PR #33123, opened 2024-05-02
fix: datasource documentation link (#30169)

### LINKED ISSUE #30169: [Bug]: Learn more documentation on create datasource takes us to basic application setup documentation page

### Description

We have this banner on create datasource page for whitelisting IP and we have a CTA to learn more, when clicked on learn more it takes me to [this doc page](https://docs.appsmith.com/getting-started/tutorials/start-building#connect-to-a-database), I was expecting this doc page to have info on either datasources or white listing the IP but instead this page has info on basics of application setup. We should fix this and make learn more CTA take us to respective datasource's documentation page: https://theappsmith.slack.com/archives/CGBPVEJ5C/p1704804571691129?thread_ts=1704803786.978579&cid=CGBPVEJ5C

Screenshot 2024-01-09 at 6 02 41 PM

### Steps To Reproduce

1. Create a datasource
2. Observe the banner that appears on top
3. Click on Learn More

### Public Sample App

_No response_

### Environment

Production

### Issue video log

_No response_

### Version

Cloud/ Self-Hosted - 1.8.4

NilanshBansal:
## Description
This PR fixes the link associated with `Learn More` button on the datasource page. Earlier, on clicking Learn More button, there was a hardcoded URL in the code, which redirected the users to documentation homepage. 
With this change, the user will be redirected to the specific plugin page as now the URL configuration is consumed from the database field `plugin.documentationLink`

Fixes #30169   

## Automation

> [!TIP]
> Workflow run: <https://github.com/appsmithorg/appsmith/actions/runs/8935729769>
> Commit: 03a263decf489c4349cafbd1263cfa60fdf35180
> Cypress dashboard url: <a href="https://internal.appsmith.com/app/cypress-dashboard/rundetails-65890b3c81d7400d08fa9ee5?branch=master&workflowId=8935729769&attempt=1" target="_blank">Click here!</a>

## Communication
- [ ] Yes
- [ ] No


NilanshBansal:
@sneha122 @rishabhrathod01 the dp will not show these buttons because of [this](https://github.com/appsmithorg/appsmith/blob/4b8e76a2bcccaab49fca43927f0464f55d26379f/app/client/src/pages/Editor/DataSourceEditor/DBForm.tsx#L87) LOC

app/client/src/pages/Editor/DataSourceEditor/DBForm.tsx
```diff
@@ -49,7 +50,11 @@ export const Form = styled.form<{
 
 class DatasourceDBEditor extends JSONtoForm<Props> {
   openDocumentation = () => {
-    openDoc(DocsLink.WHITELIST_IP);
+    store.getState().entities.plugins.list.forEach((plugin: any) => {
+      if (plugin.id === this.props.datasource.pluginId) {
+        openDoc(DocsLink.WHITELIST_IP, plugin?.documentationLink, plugin?.name);
+      }
+    });
```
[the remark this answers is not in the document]
NilanshBansal: This case will never occur because the datasource form will be rendered only when the datasource is present. The learn more button is present in the datasource form

app/client/src/pages/Editor/DataSourceEditor/DBForm.tsx
```diff
@@ -49,7 +50,11 @@ export const Form = styled.form<{
 
 class DatasourceDBEditor extends JSONtoForm<Props> {
   openDocumentation = () => {
-    openDoc(DocsLink.WHITELIST_IP);
+    store.getState().entities.plugins.list.forEach((plugin: any) => {
```
sneha122, line 53: Instead of calling store.getState() here, can we instead add plugins list from mapStateToProps and in this function, we can use it as props.plugins instead? Asking this because all the redux properties needs to be used using mapStateToProps interface which redux provides, this is being followed across frontend code, so here also let's make it consistent. Check this file https://github.com/appsmithorg/appsmith/blob/0dda55780a566f941360be82a085f258e5c8b132/app/client/src/pages/Editor/QueryEditor/Editor.tsx#L294 and https://github.com/appsmithorg/appsmith/blob/0dda55780a566f941360be82a085f258e5c8b132/app/client/src/pages/Editor/QueryEditor/Editor.tsx#L156

CC: @rishabhrathod01

sneha122, line 53: Instead of declaring type as any here, can we please use Plugin interface to define type here? https://github.com/appsmithorg/appsmith/blob/0dda55780a566f941360be82a085f258e5c8b132/app/client/src/api/PluginApi.ts#L22

https://github.com/appsmithorg/appsmith/blob/0dda55780a566f941360be82a085f258e5c8b132/app/client/src/sagas/DatasourcesSagas.ts#L334

app/client/src/pages/Editor/DataSourceEditor/DBForm.tsx
```diff
@@ -49,7 +50,11 @@ export const Form = styled.form<{
...
+      if (plugin.id === this.props.datasource.pluginId) {
```
sneha122, line 54: Instead of `this.props.datasource.pluginId`, can we please use `this.props.datasource?.pluginId`, this way if for whatever reason datasource comes up as undefined, the application will not fail and we will have a protection. For more on ? itself you can check this out https://www.freecodecamp.org/news/how-the-question-mark-works-in-javascript/

app/client/src/pages/Editor/DataSourceEditor/DBForm.tsx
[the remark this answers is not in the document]
sneha122: @NilanshBansal I agree here, it is better to add `.find` method to find the required plugin, rather than `forEach`. With find method as soon as plugin is found, it stops iterating over the array, but with forEach it will continue even though element has been found. Please consider using find method instead. You can modfiy code as follows:

```
const plugin: Plugin = plugins.find(plugin -> plugin.id === this.props.datasource?.pluginId);

If (!!plugin) {
    // openDoc link here
} else {
    // we can just log the error here for better debugging in case of any failure
}
```

sneha122:
@NilanshBansal Do you think we should write any automation test cases for this?

app/client/src/pages/Editor/DataSourceEditor/DBForm.tsx
rishabhrathod01: > Instead of calling store.getState() here, can we instead add plugins list from mapStateToProps and in this function, we can use it as props.plugins instead? 

@sneha122 I don't think we should use mapStateToProps for such cases when we need to read data from state for an instant instead of subscribing it for continuous updates to react upon.  

> Asking this because all the redux properties needs to be used using mapStateToProps interface which redux provides, this is being followed across frontend code, so here also let's make it consistent. 

That is not true, `mapStateToProps` or `useSelector` are meant for the cases when we won't to subscribe to the changes of the state but when we only want to read the data on a particular event using mapStateToProps will be an anti-pattern and will lead to unnecessary re-renders that could be avoided.

rishabhrathod01, line 53:
```suggestion
    const appState: AppState = store.getState();
    appState.entities.plugins.list.forEach((plugin) => {
```

rishabhrathod01: @NilanshBansal we could use AppState here for types, in that case, plugin type will be auto-referred and we won't need to have `(plugin: any)`

NilanshBansal:
> @NilanshBansal Do you think we should write any automation test cases for this?

@sneha122 I am not sure if we should write automation tests for this because, the documentation URL is picked from the database, and the documentation link can change in the future.
For such scenarios, if we change the documentation link from the database, we would also have to update the test cases i.e. code level changes will need to be done for a non-code related change. 
Also, going forward let's say we change the link from `https://docs.appsmith.com` to `https://appsmith-docs.com`, instead of doing any code-level or db changes, we can just add a redirection rule to our DNS settings without need for dev dependency. 
But there are pros and cons to either of the approach.
cc: @sneha122 @rishabhrathod01

rishabhrathod01:
> I am not sure if we should write automation tests for this because, the documentation URL is picked from the database, and the documentation link can change in the future.
For such scenarios, if we change the documentation link from the database, we would also have to update the test cases i.e. code level changes will need to be done for a non-code related change.
Also, going forward let's say we change the link from https://docs.appsmith.com/ to https://appsmith-docs.com/, instead of doing any code-level or db changes, we can just add a redirection rule to our DNS settings without need for dev dependency. But there are pros and cons to either approach. 

IMO we shouldn't test the user education routes in the product. A regression test suite could have these but E2E tests should skip this.

rishabhrathod01 (approved):
LGTM

app/client/src/pages/Editor/DataSourceEditor/DBForm.tsx
sneha122: Resolving this comment after extensive discussion with @rishabhrathod01. Thanks @rishabhrathod01 for clarifying this in detail. As discussed let's add a comment to explain the usage of `store.getState()`.

sneha122 (approved):

app/client/src/pages/Editor/DataSourceEditor/DBForm.tsx
rishabhrathod01: - `mapStateToProps` or `useSelector` are best for cases where we want the react component to re-render and show different UI according to the state change. 
- `store.getState()` are best for cases where we don't want the component to subscribe to change of the state like plugins in above case and instead only read the state on a particular event like onClick on docs link in this case. 

Using `store.getState()` helps us to avoid unnecessary re-renders of the component due to reduce state subscriptions.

────

• _Description of the task_: All lines from the beginning of the material above through the one with "dashboard url: <a" need to be returned exactly; please return those and only those.

• _Reply_:
PR #33123, opened 2024-05-02
fix: datasource documentation link (#30169)

### LINKED ISSUE #30169: [Bug]: Learn more documentation on create datasource takes us to basic application setup documentation page

### Description

We have this banner on create datasource page for whitelisting IP and we have a CTA to learn more, when clicked on learn more it takes me to [this doc page](https://docs.appsmith.com/getting-started/tutorials/start-building#connect-to-a-database), I was expecting this doc page to have info on either datasources or white listing the IP but instead this page has info on basics of application setup. We should fix this and make learn more CTA take us to respective datasource's documentation page: https://theappsmith.slack.com/archives/CGBPVEJ5C/p1704804571691129?thread_ts=1704803786.978579&cid=CGBPVEJ5C

Screenshot 2024-01-09 at 6 02 41 PM

### Steps To Reproduce

1. Create a datasource
2. Observe the banner that appears on top
3. Click on Learn More

### Public Sample App

_No response_

### Environment

Production

### Issue video log

_No response_

### Version

Cloud/ Self-Hosted - 1.8.4

NilanshBansal:
## Description
This PR fixes the link associated with `Learn More` button on the datasource page. Earlier, on clicking Learn More button, there was a hardcoded URL in the code, which redirected the users to documentation homepage. 
With this change, the user will be redirected to the specific plugin page as now the URL configuration is consumed from the database field `plugin.documentationLink`

Fixes #30169   

## Automation

> [!TIP]
> Workflow run: <https://github.com/appsmithorg/appsmith/actions/runs/8935729769>
> Commit: 03a263decf489c4349cafbd1263cfa60fdf35180
> Cypress dashboard url: <a href="https://internal.appsmith.com/app/cypress-dashboard/rundetails-65890b3c81d7400d08fa9ee5?branch=master&workflowId=8935729769&attempt=1" target="_blank">Click here!</a>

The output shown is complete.